Монгольский разъезд продолжал оставаться на месте, сдерживая коней и глядя на беглецов так, как если бы они по меньшей мере поднялись из могил.
– Господи Свят!.. Ангелы небесные! Не может быть!.. – прохрипел Сорока, крепче сжимая рукоятку меча, и вдруг, задыхаясь от радостной блажи, навзрыд закричал: – Наши! Наши-и-и! Свои-и-и-и!!
Василий обернулся, напрягая жилистую шею. Судорожно дернул заросшим буйным волосом кадыком... О, нет! Он не верил глазам: над сторожевым курганом Печенегская Голова клубилась большущая туча пыли. Потом она отделилась от земли, поплыла над степью и медленно рассеялась. И тут со всех сторон, вырастая словно из-под земли, показались первые всадники. Их группы сгущались, покуда не задрожала земля под копытами рослых коней.
Не сбавляя хода, киевская застава перестроилась в боевой порядок. В центре взвился и затрепетал на ветру пунцовый с золотом стяг – «Божией Матери Одигитрии»[71]...
Двести ратников, закованных в кольчуги и латы, отгородили несчастных от преследователей. В какой-то момент старшина-воевода Белогрив дал знак, и стальной ряд дружины озарила во всю его длину яркая вспышка – это воины выхватили из ножен мечи.

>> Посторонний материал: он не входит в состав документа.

PR #3187, opened 2026-07-28
NEGBinding - NEG Metrics

anyush:
Report NEGs bound by NEGBinding CRs in NEG metrics.

NEGs normally (not binding-related) count as set across zones, which in fact means number of unique NEG names, not number of NEGs. According to this when reporting binding-related NEGs, also reporting number of unique NEG names + towards which service count NEG is decided based on the ownership of NEG names by bindings (https://github.com/kubernetes/ingress-gce/pull/3177).

Depends on https://github.com/kubernetes/ingress-gce/pull/3185 and should not be merged before it. Contains commits from it - please review only ones, which are not in the dependency.

### DIFF
--- a/pkg/neg/metrics/metricscollector/metrics_collector.go
+++ b/pkg/neg/metrics/metricscollector/metrics_collector.go
@@ -448,6 +448,11 @@ func (sm *SyncerMetrics) SetNegService(svcKey string, negState NegServiceState) 
 	if sm.negMap == nil {
 		klog.Fatalf("Ingress Metrics failed to initialize correctly.")
 	}
+	if existing, ok := sm.negMap[svcKey]; ok {
+		negState.NegBindingNeg = existing.NegBindingNeg
+		negState.BindingSuccessfulNeg = existing.BindingSuccessfulNeg
+		negState.BindingErrorNeg = existing.BindingErrorNeg
+	}
 	sm.negMap[svcKey] = negState
 }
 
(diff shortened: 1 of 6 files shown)


pkg/neg/negbinding_manager.go
```diff
@@ -253,14 +263,32 @@ func newNEGBindingManager(
...
+	)
 	return m
 }
 
 // EnsureSyncerForNEGBinding ensures corresponding syncer is started for the binding.
-func (m *negBindingManager) EnsureSyncerForNEGBinding(binding *negbindingv1beta1.NetworkEndpointGroupBinding) error {
+func (m *negBindingManager) EnsureSyncerForNEGBinding(binding *negbindingv1beta1.NetworkEndpointGroupBinding) (err error) {
+	if binding != nil {
+		defer func() {
+			svcKey := fmt.Sprintf("%s/%s", binding.Namespace, binding.Spec.BackendRef.Name)
```
08volt: nil pointer panic when BackendRef is nil

pkg/neg/negbinding_manager.go
```diff
@@ -253,14 +263,32 @@ func newNEGBindingManager(
...
 		logger:              logger.WithName("NEGBindingManager"),
 	}
-	m.ownershipRegistry = newNEGOwnershipRegistry(m.tryAssignReleasedNEGs)
+	m.ownershipRegistry = newNEGOwnershipRegistry(
+		m.tryAssignReleasedNEGs,
+		func(ownerKey string) {
+			obj, exists, err := m.negBindingLister.GetByKey(ownerKey)
+			if err == nil && exists {
+				if binding, ok := obj.(*negbindingv1beta1.NetworkEndpointGroupBinding); ok {
+					svcKey := fmt.Sprintf("%s/%s", binding.Namespace, binding.Spec.BackendRef.Name)
```
08volt: nil pointer panic when BackendRef is nil

pkg/neg/negbinding_manager.go
```diff
@@ -119,6 +121,9 @@ func (r *negOwnershipRegistry) Acquire(negName string, owner string) (bool, stri
 	currentOwner, ok := r.owners[negName]
 	if !ok {
 		r.setOwnerLocked(negName, owner)
+		if r.onChange != nil {
+			go r.onChange(owner)
```
08volt: Are you sure we need this "onChange" ? we can return the affected owners and recompute the metrics on the worker after the locks are released, sequentially without go routines.

pkg/neg/negbinding_manager.go
```diff
@@ -144,8 +149,13 @@ func (r *negOwnershipRegistry) ReleaseAllOwnedExcept(owner string, keep sets.Set
 		}
 	}
 
-	if len(released) > 0 && r.onRelease != nil {
-		go r.onRelease(released)
+	if len(released) > 0 {
+		if r.onRelease != nil {
+			go r.onRelease(released)
```
08volt: Same here, we can return `released` and re-enqueue the affected bindings into `negBindingQueue` so failover runs on serialized workers

pkg/neg/negbinding_manager.go
anyush: BackendRef is forced to not being nil on the kubernetes side - if it's not set CR won't even be created

pkg/neg/metrics/metricscollector/metrics_collector.go
```diff
@@ -456,7 +461,69 @@ func (sm *SyncerMetrics) DeleteNegService(svcKey string) {
...
+// DeleteNegBindingService resets NegBindingNeg for a service key and removes the service if no other NEGs exist.
+func (sm *SyncerMetrics) DeleteNegBindingService(svcKey string) {
+	sm.mu.Lock()
+	defer sm.mu.Unlock()
+
+	existing, ok := sm.negMap[svcKey]
+	if !ok {
+		return
+	}
+	if existing.SuccessfulNeg == 0 && existing.ErrorNeg == 0 {
```
08volt: Shouldn't we check a Neg exists here? 
Such as:
```
existing.StandaloneNeg != 0 || existing.IngressNeg != 0 || existing.VmIpNeg != nil
```

anyush: AI continues to suggest this as well, but if there're any NEGs (ingress/standalone/vm_ip) - shouldn't all of these be either successful or error?

08volt: I think its easier to understand and more "robust" to use the other fields, but its fine either way

anyush: Ok, will add these to make it more clear (adding more checks with OR won't prevent check to pass either way)

anyush: Done

pkg/neg/negbinding_manager.go
anyush: Reworked, so instead of using callback just reporting metrics from manager if NEGs acquired/released

PR #3192, opened 2026-06-26
refactor: use pattern matching instanceof (Java 16+)

He-Pin:
## Summary
- Migrate remaining old-style `instanceof` checks with explicit casts to Java 16+ pattern matching instanceof
- 2 files updated: PingSerializerExampleTest (1 cast pattern), ActorDocTest (3 cast patterns)
- Most of the codebase already uses pattern matching instanceof; remaining instanceof checks are pure boolean tests (no cast needed)

## Test plan
- [ ] Existing tests pass (behavior-preserving refactoring)
- [ ] `sbt javafmtAll` passes with JDK 17


pjfanning (approved):
lgtm

PR #3200, opened 2026-06-27
fix(remote): eager SSLContext init for artery ConfigSSLEngineProvider fail-fast

He-Pin:
### Motivation

Artery's `ConfigSSLEngineProvider` has used `lazy val sslContext` since its introduction. As a result, keystore and truststore misconfiguration is only discovered on the first connection attempt rather than at provider construction. Classic remoting's `ConfigSSLEngineProvider` was given the same eager-init fail-fast behavior in #3165; artery should match so that SSL misconfiguration surfaces at `ActorSystem` startup with a clear error.

### Modification

- Change `private lazy val sslContext` to `private val sslContext` in `org.apache.pekko.remote.artery.tcp.ConfigSSLEngineProvider` so that `SslTransportException` is raised during construction when the keystore or truststore cannot be loaded.
- Add a directional regression test `ArteryConfigSSLEngineProviderSpec` that constructs the provider against a config pointing at nonexistent keystore/truststore paths and asserts `SslTransportException` with the "could not be established" message.

### Result

Artery SSL misconfiguration now fails fast at `ActorSystem` startup with a clear error, instead of silently succeeding construction and failing later on the first connection attempt.

### Tests

- `sbt "remote / Test / testOnly org.apache.pekko.remote.artery.tcp.ArteryConfigSSLEngineProviderSpec"`
  - Tests: succeeded 1, failed 0
- Companion classic-side regression test `ConfigSSLEngineProviderSpec` (added in #3165) still passes.

### References

None - companion to the classic remoting fail-fast fix (#3165).

### DIFF
--- a/remote/src/main/scala/org/apache/pekko/remote/artery/tcp/ConfigSSLEngineProvider.scala
+++ b/remote/src/main/scala/org/apache/pekko/remote/artery/tcp/ConfigSSLEngineProvider.scala
@@ -66,7 +66,7 @@ class ConfigSSLEngineProvider(protected val config: Config, protected val log: M
   val SSLRequireMutualAuthentication: Boolean = sslEngineConfig.SSLRequireMutualAuthentication
   val HostnameVerification: Boolean = sslEngineConfig.HostnameVerification
 
-  private lazy val sslContext: SSLContext = {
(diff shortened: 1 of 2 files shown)


pjfanning (approved):
lgtm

А потом, сотрясая землю, застава бросилась вперед. Команды и крики к этому времени смолкли, и не было слышно ни звука, кроме сухого грохота сотен подкованных копыт да звяка пустых ножен.
Монголы некоторое время продолжали оставаться на гребне, словно околдованные зрелищем. Потом огрызнулись нестройной стрельбой из луков и, окончательно убедившись, что проиграли, шумно, точно стервятники, у которых отобрали добычу, погнали коней на юго-восток, к юртам своей орды.
Глава 4
Князь галицкий Мстислав Удатный поднялся с ложа, когда холодный рассвет только-только засочился сквозь тяжелые темные тучи на востоке.
Ветер с Днепра рябил ржавую поверхность застоявшихся луж, жирных и вязких, как смола. Время было проведать свою дружину, потолковать с воеводой Степаном Булавой о предстоящих ратных делах, а дождь не знал терпежу, все сыпал и сыпал.
Князь растер ладонью широкую, как у тура, грудь. Встал на колени, трижды перекрестился на образа: «...Пресвятая Троице, помилуй нас... Господи, очисти грехи наша; Владыко, прости беззакония наша; Святый посети и исцели немощи наша имени Твоего ради. Господи, помилай. Господи, помилуй. Господи, помилуй. Аминь».
...И все равно не было покою, не было лада и мира на душе Мстислава. Тяжелые думы одолевали его: темное, грозовое время приближалось к южным границам родной Руси... Черные вести приносила Дикая Степь... Неведомый доселе ворог объявился с востока – лютый, безбожный язычник. Люди, бежавшие из степи, на разные голоса вещали одно: «Числа сему ядовитому, злому семени нет! Аки голодные волки, рыщут оне по земле... Милости и добра отродясь не ведают, почитают лишь кровь, грабеж и насилие, зовутся “татары”, и ведет сей злобный народ виду ужасного краснобородый хан Чагониз! И есть ли он человек, аль упырь, али нечистый дух, – никто не знает...»
Князь свел воедино темно-русые крылья бровей. Его синие, как воды Днепра при ясной погоде, глаза потемнели. Прислугу кликать не стал – отродясь не терпел, – сам стал облачаться, натягивать сафьяновые сапоги, когда за высоким окном послышались голоса поднявшейся вместе с зарей челяди[72].
На крепостных колодцах калено гремели ведра и перекликались теплые после недавнего сна женские голоса. Над сырыми крышами теремов и храмов поднимались пушистые дымы и таяли в оловянном бесцветье неба.
«Где добытчики? Бес их носит, чертей окаянных... Куда запропастился Савка Сорока? Уж трижды воротиться могли, – сокрушенно вздохнул Мстислав. – Ну, дайте срок... будут вам почести, дармогляды... княжий кнут в обнимку с вожжой...»
Он плотнее запахнул багряный кафтан[73], надел соболью шапку с золотой горбастой бляхой своего Углича, пристегнул к поясу легкий меч и еще раз перекрестился на строгий, беспристрастный лик Спасителя.